Nikos Kabasele was born in Athens in 1986 and grew up in Alexandroupolis. He was painting from a very young age. He graduated from the Athens School of Fine Arts and from the École Européenne Supérieure de l’Image (Master BD,Angoulême). He has participated in various comics festivals and collective exhibitions as an artist. He has also had personal exhibitions of his paintings. His work has been published by publishers such as: Hestia publishings, Enati Diastasi, ADDART, Paratiritis tis Thrakis and by the Ethnological Museum of Thrace. He has collaborated with magazines such as: ANTI, Mple Komitis and Comic Cultura. His hobbies are: miniature painting, boardgames and mixed martial arts. He lives and works in Alexandroupolis, as an art teacher in SOS Children’s Village of Thrace and as a freelance artist.  

John London is Professor of Hispanic Studies and Director of the Centre for Catalan Studies at Queen Mary University of London. His books include Reception and Renewal in Modern Spanish Theatre (1997), Contextos de Joan Brossa (2010) and, as editor, Contemporary Catalan Theatre (1996, with David George), Theatre under the Nazis (2000), and One Hundred Years of Futurism (2017). He has translated plays from Catalan, Portuguese, Romanian, and Spanish by playwrights such as Sergi Belbel, Pedro Calderón de la Barca, Federico García Lorca, Andreea Valean, and Pedro Vicente. John’s own published and performed texts include You Know How These Things Are (1998), Right (1999), The New Europe (2000), and Nex (2005). He completed The COVID Trilogy with Chris Danowski, from which Another Time This Time was produced in 2022.

Lynn Lu (PhD, AFHEA) is a visual artist who lives and works between Singapore and London, and trained in USA, France, Japan, and Australia. Her research-led multidisciplinary practice emerges from her interests in context and site specificity, participation and collaboration, and the poetics of absurdity. Engaging vigorously with the present reality of all that is here-and-now, the meaning of her works often manifests in the resonant relationships created between herself and her audience. Lynn exhibits and performs worldwide. Selected venues include National Gallery Singapore (2022), SFMOMA (2021), Staatlichen Kunstsammlungen Dresden (2019), Science Gallery London (2017), Saatchi Gallery (2017), Palais de Tokyo (2015), The Barbican (2015), Perth Institute of Contemporary Arts (2013), Tate Modern (2010), Beijing 798 Art Zone (2009), and Singapore Art Museum (2007). Lynn is a Visiting Artist at London College of Communication, UAL, Associate Lecturer at Nanyang Academy of Fine Arts, and Associate Artist at ]performance s p a c e [.

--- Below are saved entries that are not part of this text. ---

PR #4641, opened 2022-10-05
Support content negotiation of light client data served via rest api

### LINKED ISSUE #4635: Support Content Negotiation for returning Light Client related data as either JSON or SSZ
The REST API for light client related data should also be able to return results as SSZ.

Ref: https://github.com/ethereum/beacon-APIs/pull/247
 
> Depending on the `Accept` header it can be returned either as JSON or SSZ-serialized bytes.

### LINKED ISSUE #4812: Align light client APIs with beacon-APIs
https://github.com/ethereum/beacon-APIs/pull/247
```diff
 diff --unified \
      <(curl -s "https://lodestar-goerli.chainsafe.io/eth/v1/beacon/light_client/updates?start_period=500&count=1" | jq) \
      <(curl -s "http://unstable.prater.beacon-api.nimbus.team/eth/v1/beacon/light_client/updates?start_period=500&count=1" | jq)
--- /dev/fd/11  2022-11-25 15:06:10
+++ /dev/fd/12  2022-11-25 15:06:10
@@ -1,12 +1,13 @@
-{
-  "data": [
-    {
+[
+  {
+    "version": "bellatrix",
+    "data": {
       "attested_header": {
-        "slot": "4097055",
-        "proposer_index": "274054",
-        "parent_root": "0x4987da1c0b42cf2633ee2f9b8d690b9040245a92f0fa8befaa3caaca0fc952e7",
-        "state_root": "0xe263d9b02eb03ea6854630d405ba351ffa264c13b5a69fcc83d6f7a6102f42a9",
-        "body_root": "0x74f334bfce2f0bf41c185f602f2761b09add84f249d02a94f85c0d63dc56fb93"
+        "slot": "4097477",
+        "proposer_index": "63871",
+        "parent_root": "0x9d087996c4179d17753af1c78e3c923fea283562f67c756c21db97379552996b",
+        "state_root": "0x6060993d4bed7ef680d181674b368f3ba4826cbf4a917add8b5fd4c6db44fe02",
+        "body_root": "0x1b48df98a57d496a543edddaad2f1efba06a9722b5075b675573dd722c65f8a0"
       },
       "next_sync_committee": {
         "pubkeys": [
@@ -527,31 +528,31 @@
       },
       "next_sync_committee_branch": [
         "0x20383b704227adbd41a2ba5e6344a261fac69faadb37323ab2aa1c4f58bf490e",
-        "0x57e9c5bf57a4210d7d2652e5b2d988f5eb6bea94aad14f7a8936b5eef4930cfd",
-        "0x50112f4a626d6ecd5e4d492ec087649a4bc1e9c5feb3341b5ed265dc7c7f93b5",
-        "0xd5a712758eb28ae961ece9f00530415cfea98ae53d0b2c134338d5afac78292d",
-        "0xac45a2e44099354cea7aa5ca37182a9a17fcbe6239c5d13230b4e47ccbea6993"
+        "0xdb48f8b78bef3096d6672da19c92743baddd1bbbfa44059ffc47f8ab3ba8a791",
+        "0x29719a872f27c9b602ca648daf9bde7f2121aef960683f4cbef8af0924337ee4",
+        "0x0de42b5c575d6a872c01eb8943308c3f9570674677a9b55a7d1e2748bdf602b6",
+        "0xd000cb9ebca43ea71bbc998a613c7ad0dc9c06548b35601f084b7cafb0d1aa5e"
       ],
       "finalized_header": {
-        "slot": "4096960",
-        "proposer_index": "135111",
-        "parent_root": "0x8f55fddf1801a59c9903e93b7de723763525667e77207670d8f7282cfdb67d18",
-        "state_root": "0x1602f6c3c7a024294101485f3dd4da4584176224aea016db9d0595f708e0a216",
-        "body_root": "0x16126bf0285422e60ba3c1926ca7bb21204e59e753738b6db9d90f8436aee6fa"
+        "slot": "4097408",
+        "proposer_index": "40202",
+        "parent_root": "0x0e7ec3696acd3db042c7c8b1c9a216df4e7fc509bb4d77c2ec6ae8cdf31d2eae",
+        "state_root": "0x360abd21d0b179c698dae8bfdb8a2aa1a0cb9279ed8dcd125440e12cb705aedb",
+        "body_root": "0xf1f579f9b5fd334713b9cac285a4ffa0ab5a065309543ce6a5c0a3befc6733ad"
       },
       "finality_branch": [
-        "0x1ef4010000000000000000000000000000000000000000000000000000000000",
+        "0x2cf4010000000000000000000000000000000000000000000000000000000000",
         "0xb9e27e742c646ed456256e87a5dd7d1c9b0806813bcf5417226eb9270a394cd0",
         "0xfa2ee10325d0d3fbb385ea2d1c020d98a2e7ac5e56887f741fb493f6dd5ff503",
-        "0x50112f4a626d6ecd5e4d492ec087649a4bc1e9c5feb3341b5ed265dc7c7f93b5",
-        "0xd5a712758eb28ae961ece9f00530415cfea98ae53d0b2c134338d5afac78292d",
-        "0xac45a2e44099354cea7aa5ca37182a9a17fcbe6239c5d13230b4e47ccbea6993"
+        "0x29719a872f27c9b602ca648daf9bde7f2121aef960683f4cbef8af0924337ee4",
+        "0x0de42b5c575d6a872c01eb8943308c3f9570674677a9b55a7d1e2748bdf602b6",
+        "0xd000cb9ebca43ea71bbc998a613c7ad0dc9c06548b35601f084b7cafb0d1aa5e"
       ],
       "sync_aggregate": {
-        "sync_committee_bits": "0xfbd3dfc7ff5ffff2ff7dddf4fee2f763d6fdfff6ff7fcbf7e2ffdfdf8bbbfefdfffff77ffffb6ff5faffbff7e7ff1eefaf5affbef77ff7febfff9c5ff7defd5d",
-        "sync_committee_signature": "0x99ecf0563b315823799550b35daf8569bd9091c8a4e6f2d4f33ef13fc49c00f524b38a0530f6774d0171b28aae9d005d109df81589618f21530ae5129f243a4dedd5f6b830ab40d39a25d85963a8451a1f84da71d4b6a70637cf91517b58b89f"
+        "sync_committee_bits": "0xfbd3dfc7ff5ffff3ff7dddb4fee2f77fd6fdfff6ff7fcbf7e2ffdfdf8bbbfefdfffff77ffffb6ff5faffbff7e7ff1eefaf5affbef77ff7febfff9c5ff7defd5d",
+        "sync_committee_signature": "0xb58cc16285825dff3e62d254ca5dc8ba58f3c2192b8dee3361eaabd0416eda471384d7ca62f11fc31adfb666988be1a10b82d58ce8c2b2677b037c356d7e74f6d0af970c1dfcc9ffe7770d1790b794edafac8f97b5c47e4cfa1f468f4a2a4c5d"
       },
-      "signature_slot": "4097056"
+      "signature_slot": "4097481"
     }
-  ]
-}
+  }
+]

```

dadepo:
**Motivation**

The REST API for light client related data should also be able to return results as SSZ.

Closes #4635

This PR also includes changes to align the JSON object returned by the API to include version.

Closes #4812


packages/api/src/beacon/routes/lightclient.ts
```diff
@@ -80,17 +85,40 @@ export function getReqSerializers(): ReqSerializers<Api, ReqTypes> {
...
     },
 
-    getOptimisticUpdate: reqEmpty,
-    getFinalityUpdate: reqEmpty,
+    getOptimisticUpdate: {
+      writeReq: (format) => ({
+        headers: {accept: format === "ssz" ? mimeTypeSSZ : ""},
+      }),
+      parseReq: ({headers}) => [headers.accept === mimeTypeSSZ ? "ssz" : "json"],
+      schema: {},
```
dadepo: In this scenario, is it correct to have the schema as `{}`? If not what should the definition look like?

packages/beacon-node/src/api/impl/lightclient/index.ts
```diff
@@ -16,6 +18,23 @@ export function getLightclientApi(
   // We want some some sort of resistance against this DoS vector.
   const maxGindicesInProof = opts.maxGindicesInProof ?? 512;
 
+  const serializeSSZArray = (chunks: LightClientUpdate[]): Uint8Array => {
```
dadepo: Is there a more ssz way to perform these serialization?

twoeths: using `ssz.altair.LightClientUpdate.serialize()` for each LightClientUpdate is correct
however the way we serialize there may not be correct, it should have some length prefixed data + fork_digest in order for the client to parse:
```
(
                response_chunk_len: Little-endian Uint64 byte length of `response_chunk`
                response_chunk: (
                  context: 4 byte `ForkDigest`
                  payload: SSZ serialized payload bytes
                )
```

we need to have some encode/decode separate functions and make sure it works in unit tests first

packages/api/test/unit/beacon/testData/lightclient.ts
```diff
@@ -57,7 +57,7 @@ export const testData: GenericServerTestCases<Api> = {
     },
   },
   getBootstrap: {
-    args: [toHexString(root)],
+    args: [toHexString(root), "json"],
```
dapplion, line 37: You must add unit tests for the ssz variant. Note just setting this `"ssz"` won't actually touch that code path. Double check code is being tested in your approach

packages/beacon-node/src/api/impl/lightclient/index.ts
dadepo: Hey @tuyennhv, I took some time to dig into `ssz` and found `ListCompositeType` which I was able to use to decode/encode the response. I added test to confirm this. Seems this should be ok? Let me know if you have any other observation/comments.

packages/api/src/beacon/server/lightclient.ts
```diff
@@ -24,5 +25,53 @@ export function getRoutes(config: IChainForkConfig, api: Api): ServerRoutes<Api,
         return Buffer.from(serializeProof(proof));
       },
     },
+    getBootstrap: {
+      ...serverRoutes.getBootstrap,
```
dadepo, line 19: tried de-duplicating some of the code here, but was a bit tricky getting the types to line up right. If this is a blocker, then I'll revisit.

packages/beacon-node/src/api/impl/lightclient/index.ts
twoeths: @dadepo  no, that is not correct as ListCompositeType is not mentioned in the spec https://github.com/ethereum/beacon-APIs/blob/master/apis/beacon/light_client/updates.yaml

as noted above and in the spec, it's something like:

```typescript
const result: Buffer[] = [];
for (const update of lightClientUpdates) {
  const payload = ssz.LightClientUpdate.serialize(update);
  const slot = update.attestedHeader.slot;
  const forkName = config.getForkName(slot);
  const context = config.forkName2ForkDigest(forkName);
  const responseChunk = Buffer.concat([context, payload]);
  result.push(Buffer.concat[Buffer.from(varint.encode(responseChunk.length)), responseChunk]);
}

return Buffer.concat(result);
```

dadepo: @tuyennhv Thanks for the clarification. I misinterpreted how the serialisation/deserialisation was supposed to work. I have updated the implementation.

twoeths: oh I misread it, it said `Little-endian Uint64 byte length of response_chunk` so maybe no varint here, just encode/decode with little-endian uint64, in lodestar we have `UintNum64` ssz type so just use it

cc @wemeetagain if you also read the spec the same way

wemeetagain: yeah agree with your reading @tuyennhv 
You also could do the concat in one step.
`Buffer.concat([ssz.UintNum64.serialize(payload.length + 4), context, payload])`

dapplion (changes requested):
While this PR fullfils it's intent it's re-using an API (that I introduced in /debug/beacon/states) that doesn't scale really well.

If this feature is not urgent, since it's technically just a bandwidth optimization for the lightclient. We can sit on this and look for a design of dual JSON / SSZ that scales to multiple routes without so much boilerplate code.

There's an open discussion to support dual JSON / SSZ on the engine API + beacon API so we may want to wait for that

dadepo:
> While this PR fullfils it's intent it's re-using an API (that I introduced in /debug/beacon/states) that doesn't scale really well.
>
> There's an open discussion to support dual JSON / SSZ on the engine API + beacon API so we may want to wait for that

@dapplion do you know when this discussion will be concluded? Because I do not think it makes sense to keep this PR indefinitely at limbo. 

My suggestion is to review and merge so at least we have complaint with this part of the API spec. The optimisation of the API you introduced can follow later.

dapplion:
This PR has two different scopes:
1. Be able to return results as SSZ
2. Align the JSON object returned by the API to include version.

Point 1. I do not like the approach since it doesn't scale and we want to eventually support many more routes with the same functionality. Point 1. is not urgent and can wait to figure out on other design

Point 2. is a necessary bug fix to align with the spec, which is (a) urgent, and (b) clearly defined so it can be merged immediately.

In general having PRs with multiple scopes is not great but in this case it's an obvious example to split so we can get the bug fix asap.

dadepo:
Both of these changes are bug fixes, in the sense that both are needed due to the fact that the spec got updated/properly defined, and our implementation needed to be modified to be compliant with the updated spec. 

But If you think one is more "buggier" than the other and deserves urgent attention, while the other does not? Then I guess that's fine. Only that i would go about it differently. I would have the "less than perfect changes" reviewed and merged now, instead of waiting to figure out an improved design, while we keep differing from the spec.

But I guess here we disagree. 

Anyways, here is a separate PR https://github.com/ChainSafe/lodestar/pull/4877 that adds versioning to the LC API. Please help review 🙏

dapplion:
Closing as this approach does not scale for reasons outlined above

Kostis Ntemos was born in Athens on the 2nd of January 1980. Through juvenile introversion and later nerdom he seeked to explore and explain how and why he was so attracted to fantasy and reverie. This corpus of dreamscapes led him to poetry and heavy metal for answers. He is currently preoccupied with astrophotography and medieval bookbinding.

Simon Persighetti is a member of Small Acts based in Cornwall, UK. working with people and places to create live participatory artworks and performances that invite audiences and participants to investigate their own relationships with the places in which they live, work and play. He is also a core member of Wrights & Sites, a group of performance-trained artists who produced international site-specific performances, walking projects, publications, and other artworks since 1997. Their latest Mis-Guide book, The Architect-Walker was published in 2018 by Triarchy Press, UK.